Two years ago, federal agents seized about 350 plants from Lepp and Senti,
but they were never arrested. Senti said they've sued the federal
government to recover the plants.

Lepp's farm, about a mile east of Upper Lake, was hardly a secret in Lake
County.

"It's been controversial here for a long time," said lifelong Upper Lake
resident Mickey Strong, owner of B.J.'s Beauty Boutique. "We tried to get
him (Lepp) out before, but he keeps showing up like a bad penny."

Local law enforcement officials have known about the operation long before
the August story in High Times, said an investigator who spoke on condition
of anonymity.

A task force of local, state and federal officers raided the ranch early
Wednesday morning. They planned to work into the night ripping the plants
out of the ground.

The crop was expected to fill two 40-cubic-yard trash bins. Officials kept
some of the plants for evidence and planned to destroy the rest by burying
them in trenches.

Lepp repeatedly has said he has the legal right to grow marijuana under a
law approved by California voters in 1996, which exempts from prosecution
patients and caregivers who possess or cultivate marijuana for medical
treatment.

But the law does not make it legal to sell marijuana, Meyer said. Nor is
marijuana a legitimate drug under federal law, he said.

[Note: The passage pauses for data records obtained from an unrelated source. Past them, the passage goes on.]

PR #749, opened 2023-11-14
Add header=colId option for the table-schema API #719

### LINKED ISSUE #719: Add `header=colId` option to the`download/table-schema` route
Following up on #692, it would be quite useful for us to be able to retrieve the table-schema of a table with its column ids instead of labels !
This would make our ETL much more robust :)

Cheers !

fflorent:
Resolves #719 

Introduce header parameter so we can either retrieve the colId or the label properties for the headers.


app/server/lib/ExportTableSchema.ts
```diff
@@ -51,21 +51,21 @@ export async function collectTableSchemaInFrictionlessFormat(
   }
 
   const data = await exportTable(activeDoc, tableRef, req);
-  const tableSchema = columnsToTableSchema(tableId, data, settings.locale);
+  const tableSchema = columnsToTableSchema(tableId, data, {locale: settings.locale, header: options.header});
```
alexmojaki, line 54: This is the only place calling columnsToTableSchema, and having it as a separate function which is just one statement doesn't feel like it improves readability. Here's a simplified rewrite of this whole function:

```ts
  const {tableId, header} = options;
  if (!activeDoc.docData) {
    throw new Error('No docData in active document');
  }

  // Look up the table to make a CSV from.
  const settings = activeDoc.docData.docSettings();
  const tables = activeDoc.docData.getMetaTable('_grist_Tables');
  const tableRef = tables.findRow('tableId', tableId);

  if (tableRef === 0) {
    throw new ApiError(`Table ${tableId} not found.`, 404);
  }

  const {tableName, columns} = await exportTable(activeDoc, tableRef, req);
  return {
    name: tableId.toLowerCase().replace(/_/g, '-'),
    title: tableName,
    schema: {
      fields: columns.map(col => ({
        name: col[header || "label"],
        ...(col.description ? {description: col.description} : {}),
        ...buildTypeField(col, settings.locale),
      })),
    }
  };
}
```

fflorent: Fait point, done :)

alexmojaki (approved):
Thanks!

"I don't know where they get this idea marijuana is a life-saving
medicine," Meyer said.

Senti said her husband was not selling the marijuana. Instead, she said,
the pot was owned by patients who lease the land from him.

Lepp's Upper Lake neighbors, most of them aware of the garden, had mixed
reactions about medical marijuana.

"I see the value in it," said Meyo Marrufo, owner of Native Ways, an Indian
arts and crafts store in downtown Upper Lake. She said it could have helped
her uncle when he was dying of AIDS.

"Live and let live," said longtime Upper Lake resident Joann Madia outside
a store on Main Street.

The women in B.J.'s Beauty Boutique on Wednesday afternoon were of a
different mind.

"It destroys the brain," Lucy Anderson said of the plant.